A mass grave with at least three complete bodies have been found in the area of East Bosnian Srebrenica Municipality, International Commission on Missing Persons (ICMP) said Thursday.
According to the Institute, there are strong indications that victims are Bosniaks killed in 1993 in this area. Along with their remains, the Commission found their clothes and shoes.
The exhumation is said to be over within the next 24 hours, after which the remains will be transferred to the commemorative centre in Tuzla where experts will perform DNA analysis.
The exhumation in the field is managed by Bosnia's Prosecutor's Office, and the site also includes a forensic pathologist, representatives of the Institute for Missing Persons and ICMP, as well as workers and mechanization. The location is secured by local police officers.
Tuzla Canton Prosecutor's Office also ordered a re-exhumation at the Ivijci cemetery in the Brcko area where 11 graves will be opened in order to add the newly found remains to the previously buried victims, the Institute for Missing Persons of BiH announced.
During the 1992-1995 Bosnian war for independence from the former Yugoslavia, the country lost over 100,000 people, over 8,000 of which were lost in July 1995 in Srebrenica, when Bosnian Serb forces, which received financial and logistical support both from Serbian authorities and individuals during the war, overrun the then UN-protected zone of Srebrenica.
Their bodies were subsequently buried in primary, secondary and even tertiary mass graves in an attempt to hide the crimes and make identification of victims impossible.

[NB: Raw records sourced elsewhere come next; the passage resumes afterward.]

PR #1842, opened 2026-04-29
1476 hoeffding races

kulbachcedric:
Added Hoeffding Race Classifier and Regressor

### DIFF
--- a/river/model_selection/hoeffding_race.py
+++ b/river/model_selection/hoeffding_race.py
@@ -1,0 +1,312 @@
+from __future__ import annotations
+
+import abc
+import math
+
+from river import metrics
+from river.model_selection.base import ModelSelectionClassifier, ModelSelectionRegressor
+
+
+class HoeffdingRace(abc.ABC):
+    r"""Hoeffding Race model selection.
+
+    Uses the Hoeffding bound to progressively eliminate underperforming models with
+    statistical confidence. Each model is evaluated on every observation. After each
+    observation, models whose lower bound on error exceeds the upper bound of the best
+    model are eliminated from the race.
+
+    The Hoeffding bound guarantees that the estimated mean of `n` bounded observations
+    is within epsilon of the true mean with confidence `1 - delta`:
+
+    $$\epsilon = \sqrt{\frac{B^2 (\log(2nm) - \log(\Delta))}{n}}$$
+
+    where `B` is the range of the loss, `n` is the number of observations, `m` is the
+    number of models, and `Delta` is the overall confidence parameter.
+
+    Parameters
+    ----------
+    models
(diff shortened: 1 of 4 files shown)


river/model_selection/hoeffding_race.py
```diff
@@ -0,0 +1,313 @@
...
+        The algorithm is correct with probability at least `1 - delta`.
+    loss_range
+        The range of the loss values (max - min). For metrics bounded in [0, 1] like
+        accuracy or zero-one loss, this is 1.0. For unbounded metrics like MAE or MSE,
+        you should set this to a reasonable upper bound on the per-observation loss range.
+
+    """
+
+    models: list[base.Estimator]
+    metric: metrics.base.Metric
```
MaxHalford: Are you confident here? It's not really a pattern we use elsewhere in the codebase, right? I think attributes you declare this way are shared by all instances.

I would be more inclined to simply instantiate a `self._models` and `self._metric` in the `__init__`.

river/model_selection/hoeffding_race.py
```diff
@@ -0,0 +1,313 @@
...
+                    if val - eps > best_val + eps:
+                        continue  # eliminated
+                surviving.append(i)
+
+            self._active = surviving
+
+    @property
+    def n_active_models(self) -> int:
+        """The number of models still in the race."""
+        return len(self._active)
```
MaxHalford: Feels a bit overkill

river/model_selection/sh.py
```diff
@@ -405,5 +405,6 @@ def _pred_func(self, model):
     def predict_proba_one(self, x):
         return self.best_model.predict_proba_one(x)
 
+    @property
```
MaxHalford, line 408: I'm surprised this doesn't break anything

MaxHalford (approved):
Nice! Approved with some comments. Also, don't forget to add an `unreleased.md` entry.

I'd love to benchmark this against the other model selection methods.

river/model_selection/hoeffding_race.py
kulbachcedric: You are right...  the ruff checks failed and I just added it, without thinking about it ...

kulbachcedric:
> Nice! Approved with some comments. Also, don't forget to add an `unreleased.md` entry.
> 
> I'd love to benchmark this against the other model selection methods.

Hi @MaxHalford,
thanks for your review! 
I think it would be better to add an example (or leave the docs as they are) as the algorithm itself is a model selection algorithm and we would need to precise a list of base models to compare all model selection algorithms.

MaxHalford:
Yes I agree, my comment was just a passing thought

PR #1852, opened 2026-05-07
Port AdaptiveWindowing (ADWIN) from Cython to Rust

MaxHalford:
**Stacked on #1851** (port/rolling-auc-to-rust). Once that lands, the merge base will move to `main`.

## Summary
- Reimplements the inner `AdaptiveWindowing` class behind `drift.ADWIN` in Rust under `rust_src/adwin.rs` and exposes it as `river.stats._rust_stats.AdaptiveWindowing`. The Cython sources (`adwin_c.pyx`, `adwin_c.pyi`) are removed; `river/drift/adwin_c.py` becomes a one-line re-export shim so existing imports keep working.
- The Rust port is a near-line port of the original. f64 arithmetic is ordered identically to the Cython, so the streaming Welford-style variance update lines up bit-for-bit.

## Parity
Output is bit-identical to the previous Cython implementation across a 3.8k-step parity fuzz (canonical drift test, constant stream, alternating values, Gaussian noise, custom parameters). Width, total, variance, `n_detections`, and the `drift_detected` flag all match exactly: `mismatches=0 worst_float_diff=0.0`.

## Benchmarks (200k updates)

| config | Cython | Rust | speedup |
|---|---|---|---|
| default (clock=32) | 62 ns/call | 46 ns/call | **1.33×** |
| clock=1 | 644 ns/call | 186 ns/call | **3.46×** |
| max_buckets=10 | 79 ns/call | 49 ns/call | **1.59×** |

`clock=1` is the worst case for the previous implementation because the change-detection loop runs on every update; that's where the Rust port pulls ahead the most.

## Test plan
- [x] `uv run pytest river/drift/test_adwin_regression.py` — 27/27 pass (incl. canonical "drift detected at index 1023")
- [x] `uv run pytest -n auto` — 3773 passed, 42 expected skips, 0 failures
- [x] `cargo test --no-default-features --lib adwin` — 5 Rust unit tests pass
- [x] parity fuzz vs. captured Cython baseline (5 runs, 3.8k steps) — `mismatches=0 worst_float_diff=0.0`


rust_src/adwin.rs
```diff
@@ -0,0 +1,392 @@
...
+                        if n0 > 0.0 {
+                            let mu0 = u0 / n0;
+                            v0 += self.bucket_list[idx].variance_at(k)
+                                + n0 * n2 * (mu0 - mu2) * (mu0 - mu2) / (n0 + n2);
+                        }
+                        if n1 > 0.0 {
+                            let mu1 = u1 / n1;
+                            v1 -= self.bucket_list[idx].variance_at(k)
+                                + n1 * n2 * (mu1 - mu2) * (mu1 - mu2) / (n1 + n2);
+                        }
```
AdilZouitine: v0 and v1 are accumulated on every inner-loop iteration but never read.

rust_src/adwin.rs
```diff
@@ -0,0 +1,392 @@
...
+                            change_detected = true;
+                            if self.width > 0.0 {
+                                let _ = n0 - self.delete_element();
+                                break 'outer;
+                            }
+                        }
+                    }
+                }
+
+                let _ = (v0, v1); // accumulators are scratch values
```
AdilZouitine: This  a warning-suppression workaround rather than a fix? Is worth either removing.

rust_src/adwin.rs
```diff
@@ -0,0 +1,392 @@
...
+
+                        let delta_mean = (u0 / n0) - (u1 / n1);
+                        if n1 >= self.min_window_length
+                            && n0 >= self.min_window_length
+                            && self.evaluate_cut(n0, n1, delta_mean, self.delta)
+                        {
+                            reduce_width = true;
+                            change_detected = true;
+                            if self.width > 0.0 {
+                                let _ = n0 - self.delete_element();
```
AdilZouitine: This a warning-suppression workaround rather than a fix? Is worth either removing.

rust_src/adwin.rs
```diff
@@ -0,0 +1,392 @@
...
+        self.total -= u;
+        let mu_window = self.total / self.width;
+        let inc = v + n * self.width * (mu - mu_window) * (mu - mu_window) / (n + self.width);
+        self.variance -= inc;
+
+        self.bucket_list[last].remove();
+        self.n_buckets -= 1;
+
+        // Pop the empty trailing bucket so subsequent iterations don't see it.
+        if idx_after - 1 == 0 {
```
AdilZouitine: `idx_after` is captured before `bucket.remove()`, and then the pop condition is `idx_after - 1 == 0`. It forces the reader to mentally undo `remove()`. It also relies on `idx_after >= 1`; if that ever breaks, `idx_after - 1` underflows in debug. We re-borrowing after remove():
```rust
self.bucket_list[last].remove();
self.n_buckets -= 1;
if self.bucket_list[last].current_idx == 0 {
    self.bucket_list.pop();
}
```

rust_src/adwin.rs
```diff
@@ -0,0 +1,392 @@
...
+    }
+}
+
+#[derive(Clone, Debug, Serialize, Deserialize)]
+pub struct AdaptiveWindowing {
+    delta: f64,
+    clock: i32,
+    max_buckets: usize,
+    min_window_length: f64,
+    grace_period: f64,
```
AdilZouitine, line 84: `min_window_length/grace_period` stored as f64 even though they're conceptually ints. Saves casts inside the hot loop, but a comment explaining the choice would help

rust_src/adwin.rs
```diff
@@ -0,0 +1,392 @@
...
+
+        self.total_width += self.width;
+        if change_detected {
+            self.n_detections += 1;
+        }
+        change_detected
+    }
+
+    fn evaluate_cut(&self, n0: f64, n1: f64, delta_mean: f64, delta: f64) -> bool {
+        let delta_prime = (2.0 * (self.width).ln() / delta).ln();
```
AdilZouitine: (self.width).ln() -> self.width.ln()

rust_src/adwin.rs
```diff
@@ -0,0 +1,392 @@
...
+
+            // The next bucket is not yet full, so we're done.
+            if self.bucket_list[idx + 1].current_idx <= self.max_buckets {
+                break;
+            }
+
+            idx += 1;
+            if idx >= self.bucket_list.len() {
+                break;
+            }
```
AdilZouitine: by the time we reach idx += 1, the push above guarantees `idx + 1 < self.bucket_list.len()`, and nothing else changes the length. The post-increment if idx >= self.bucket_list.len() { break } is unreachable. 
you can drop it no?

AdilZouitine (commented):
Thanks it's nice contribution and we can merge it, I have fews comments, mostly dead code.
We can add also serialization round-trip test.` __getstate__ / __setstate__ / __getnewargs__` are wired up but nothing exercises them. 

One thing worth flagging on layout: `AdaptiveWindowing` ends up at `river.stats._rust_stats`, but `ADWIN` is a drift detector,. And it's not just this PR; `metrics/rolling_pr_auc`, `metrics/rolling_roc_auc`, `metrics/expected_mutual_info` already reach into `river.stats._rust_stats` too. 

I don't think we need to solve this in this PR, but as a follow-up. 
Rename to river._rust (or river._native) and have each Python submodule re-export what it needs.

A bigger question: once the C/C++/Cython -> Rust port is done, we can drop setuptools + Cython.Build + setuptools_rust and move to maturin. Cleaner toolchain, simpler `pyproject.toml`, no `setup.py`. Worth doing in one shot at the end rather than mid-port otherwise we maintain two build paths.

river/drift/test_adwin_regression.py
```diff
@@ -307,3 +309,56 @@ def test_reset_on_drift_detected(self):
         adwin.update(50.0)
         # After reset, width should be 1 (fresh start)
         assert adwin.width == 1
+
+
+# ---- Serialization ----
+
+
+class TestSerialization:
```
AdilZouitine: The test is a class which non consistent with our function based tests

PR #1855, opened 2026-05-08
Port Mondrian tree helpers from Cython to Rust

MaxHalford:
## Summary
- Reimplements `tree.mondrian._mondrian_ops` in Rust at `rust_src/mondrian.rs` and exposes it via `river.stats._rust_stats`. The Cython source (`_mondrian_ops.pyx`) is removed; `mondrian_tree_classifier.py`, `mondrian_tree_regressor.py`, and `mondrian_tree_nodes.py` import the Rust entry points instead.
- Three structural changes shrink per-call cost beyond a line-by-line port:
  - **`_go_upwards` is a single Rust call.** The leaf-to-root walk that recomputes `log_weight_tree` no longer sets up N Python frames per `learn_one` (~360k frames eliminated on a 20k-sample run).
  - **Predict descends + aggregates entirely in Rust.** `predict_proba_one` (classifier) and `predict_one` (regressor) make a single FFI call (`predict_proba_classifier` / `predict_one_regressor`) that walks root → leaf and aggregates upward, removing the Python loop.
  - **Lazy `extensions` dict + hoisted range bounds in `go_downwards_*`.** Most loop iterations descend without splitting; we now compute only the sum (no dict allocation) on the common path, and `range_min` / `range_max` are fetched once per iteration and reused by `update_downwards_*`.
- The existing `stats.Mean` abstraction is preserved end-to-end — the regressor still goes through `_mean.update()` / `_mean.get()` rather than poking at internal attributes.
- Output matches the Cython baseline exactly (Bananas docstring example unchanged at `Accuracy: 70.64%`).

## Benchmarks vs the previous Cython implementation

20k learn+predict iterations on a 10-feature synthetic stream with `MinMaxScaler` upstream:

| model | Cython | Rust | speedup |
|---|---|---|---|
| `MondrianTreeClassifier` | ~32 µs/iter | ~23 µs/iter | **1.28×** |
| `MondrianTreeRegressor`  | ~39 µs/iter | ~31 µs/iter | **1.21×** |

Profiling confirms the gains come from the structural changes above: `_go_upwards` Python time drops from ~73 ms to ~40 ms (single Rust call), the Python predict loops disappear, and `go_downwards_regressor` shaves ~5–6 µs/call by skipping the dict allocation on non-splitting iterations.

## Test plan
- [x] `uv run pytest river/tree/mondrian river/forest river/test_estimators.py -k 'Mondrian or AMF or mondrian or amf'` — **58 passed**
- [x] `uv run mypy river/tree/mondrian` — passes
- [x] Bananas docstring example matches the documented `Accuracy: 70.64%`
- [x] Spot-check: `MondrianTreeRegressor` predictions on a 100-step synthetic stream identical to Cython baseline (sequence + numerical values)
- [x] AMF (`forest.aggregated_mondrian_forest`) tests green — confirms downstream ensemble behaviour is preserved


rust_src/mondrian.rs
```diff
@@ -0,0 +1,1042 @@
...
+        let max_v = range_max
+            .get_item(&k)?
+            .ok_or_else(|| PyValueError::new_err("range_max missing key"))?;
+        let mx = as_f64(&max_v)?;
+        if xf > mx {
+            sum += xf - mx;
+        }
+    }
+    Ok(sum)
+}
```
AdilZouitine: The two functions share the entire arithmetic core; only the dict allocation differs. Either:
- Have inner accept an `Option<&PyDict>` for the optional output, or
- Have inner always allocate but cheaply (e.g. with capacity 0) and let sum ignore it.

river/stats/_rust_stats.pyi
```diff
@@ -60,3 +60,49 @@ class RsRollingPRAUC:
     def get(self) -> float: ...
 
 def expected_mutual_info(n_samples: float, a: list[int], b: list[int]) -> float: ...
+
+# Mondrian tree helpers (return values are loose `object`-typed to match the
+# original Cython entry points which Pyright treated as Unknown).
```
AdilZouitine: The real fix is a `Protocol` (or two: `MondrianClassifierNode`, `MondrianRegressorNode`) describing the attributes the Rust code reads `(counts, n_samples, time, parent, children, _mean, weight, log_weight_tree)`. Same goes for dict -> `dict[Hashable, float]`. The signatures are otherwise unchecked.

rust_src/mondrian.rs
```diff
@@ -0,0 +1,1042 @@
...
+            )?;
+            let is_leaf: bool = current.getattr(is_leaf_attr)?.extract()?;
+            if is_leaf {
+                return Ok((current.unbind(), new_root, nodes_added));
+            }
+            let feature = current.getattr(feature_attr)?;
+            unsafe {
+                let res = ffi::PyDict_Contains(x.as_ptr(), feature.as_ptr());
+                if res < 0 {
+                    return Err(PyErr::fetch(py));
```
AdilZouitine: PyO3's safe x.contains(&feature)? does the same thing. If this is a measured hot-path optimization, say so in a comment; otherwise drop the unsafe and the raw FFI.

rust_src/mondrian.rs
```diff
@@ -0,0 +1,1042 @@
...
+                }
```
AdilZouitine: PyO3's safe x.contains(&feature)? does the same thing. If this is a measured hot-path optimization, say so in a comment; otherwise drop the unsafe and the raw FFI.

rust_src/mondrian.rs
```diff
@@ -0,0 +1,1042 @@
...
+    loop {
+        if current.getattr(is_leaf_attr)?.extract::<bool>()? {
+            return Ok(current);
+        }
+        let feature = current.getattr(feature_attr)?;
+        unsafe {
+            let res = ffi::PyDict_Contains(x.as_ptr(), feature.as_ptr());
+            if res < 0 {
+                return Err(PyErr::fetch(py));
+            }
```
AdilZouitine: PyO3's safe x.contains(&feature)? does the same thing. If this is a measured hot-path optimization, say so in a comment; otherwise drop the unsafe and the raw FFI.

rust_src/mondrian.rs
```diff
@@ -0,0 +1,1042 @@
...
+                    let children = current.getattr(children_attr)?;
+                    let left_child = children.get_item(0)?;
+                    let child_time: f64 = left_child.getattr(time_attr)?.extract()?;
+                    if candidate < child_time {
+                        split_time = candidate;
+                    }
+                }
+            }
+            range_bounds = Some((range_min, range_max));
+        }
```
AdilZouitine, line 449: the classifier loop fetches `range_min/range_max` lazily (only when `do_split_check`), the regressor look them at the top of every iteration. the classifier pattern is the optimization the file header comment describes. the regressor should match.

rust_src/mondrian.rs
```diff
@@ -0,0 +1,1042 @@
...
+            .get_item(&k)?
+            .ok_or_else(|| PyValueError::new_err("extension key missing"))?;
+        weights.append(v)?;
+    }
+
+    let kwargs = PyDict::new(py);
+    kwargs.set_item(intern!(py, "k"), 1)?;
+    let chosen = rng_choices.call((sorted_keys_list, weights), Some(&kwargs))?;
+    let item = chosen.get_item(0)?;
+    Ok(item)
```
AdilZouitine: weighted_choice re-imports `builtins.sorted` and allocates a Python list every call.
We can do it in rust `(Vec<(Bound<PyAny>, f64)> + sort_by on the f64)`, then build the keys/weights once. That also avoids the per-iteration import `builtins / getattr("sorted")` overhead.

AdilZouitine (commented):
Nice contribution I have few comments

Thanks to state of the art DNA labs, all the bodies that were buried at the Memorial Centre were positively identified.
The bodies of victims that were not identified are still held in morgues waiting for their relatives to give their DNA samples. unfortunately, many have died before their loved ones were exhumated making it impossible to identify a small number of skeletal remains.
The International Criminal Tribunal (ICTY) for the Former Yugoslavia and the International Court of Justice later ruled that the massacre was an act of genocide.
International and regional courts have sentenced 45 people for what happened in Srebrenica to a total of more than 700 years behind bars.
Those who the ICTY sentenced to life imprisonment are Ljubisa Beara, Zdravko Tolimir, and Vujadin Popovic. But the most well-known alleged masterminds of what happened in Srebrenica are former Bosnian Serb politician Radovan Karadzic and ex Bosnian Serb general Ratko Mladic, and both have been sentenced for it but have appealed.